The first re-purposed antiviral widely prescribed in India and overseas in treating Covid-19 was Remdesivir, an injectable. The World Health Organization has since dropped it from the treatment options, but doctors say it has its benefit when given correctly. India also saw wide use of Favipiravir, but some doctors did not prescribe the drug, seeking more data.

In November 2021, there was much optimism over Ridgeback Biotherapeutics and Merck‘s antiviral Molnupiravir and Pfizer’s Paxlovid — touted to be “game changers” in Covid-19 treatment. Both have been approved in the US and the UK. In India, only Molnupiravir has been approved.

Why is Molnupiravir in the news today?

Globally, a section of researchers has raised safety concerns on the use of the anti-viral, especially in pregnant women, those planning a pregnancy and in young people. Molnupiravir is not authorised for use in patients younger than 18 because it may affect bone and cartilage growth, the US regulator has said.

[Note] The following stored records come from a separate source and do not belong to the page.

PR #6178, opened 2017-01-26
Add missing space to an error message.

flimzy:
To avoid malformed error messages such as:

    _image.pngis not a valid attachment name, attachment names cannot start with '_'


flimzy:
It would probably also be a good idea to add this limitation (and any others?) to the API documentation.

nolanlawson:
Thanks for the fix! And yes, it ought to be documented somewhere. Unfortunately some things are under-documented because "that's just how CouchDB does it," so it may be duplicated in the Couch documentation. But I'd happily accept a PR to note this in our own docs. :)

Molnupiravir is a medication that works by introducing errors into the SARS-CoV-2 virus’ genetic code, which prevents the virus from further replicating, the US Food and Drug Administration explains. Researchers are concerned, if it could do the same to the host.

Were clinical trials done in India?

In India, Merck Sharpe Dohme (MSD or Merck in the US and Canada) has voluntary licensing agreements with multiple companies on Molnupiravir, including Dr Reddy’s Laboratories, Cipla, Sun Pharma, Hetero, Emcure, Aurobindo, and Torrent. And, in a first, advanced clinical trials were done locally as a consortium under Dr Reddy’s.

Why is a section of doctors worried about prescribing this pill?

Some doctors in India are raising safety concerns and seeking more data from the clinical trials done locally. Merck had revised an earlier statement and said that the pill was 30 per cent effective in preventing hospitalisation and death, down from 50 per cent mentioned earlier.

Doctors also worry over possible “rampant” prescription of the drug, given that over a dozen companies have received regulatory approval to make and market it in India. The drug is being rolled out in India, at different prices.

With a dosage of eight pills a day, for five days, doctors also worry that patients may not complete their treatment course — which could lead to resistance developing against the drug.

Have there been instances of wrong use of anti-virals?

Going by the experience of the second wave, there was “overuse” of medicines including anti-virals, according to doctors. And they are wary, the fear of the Omicron variant of the coronavirus could trigger similar panic buying, black-marketing and use.

What do makers of these medicines have to say on it?

MSD said in its statement last week that it was confident of the clinical profile of Molnupiravir, which had demonstrated a significant reduction in the risk of hospitalisation or death in the Phase 3 clinical trial “with no observed safety concerns when compared to the placebo group (that is not given the drug)”.

What did the regulators say while approving it in India?

The Health Ministry said, when announcing its approval, that Molnupiravir had been recommended by the Subject Expert Committee considering the emergency and unmet medical need. The recommendation was to grant restricted use under emergency situations to treat “adult patients with Covid-19 with have high risk of progression of the disease including hospitalisation or death,” subject to certain conditions.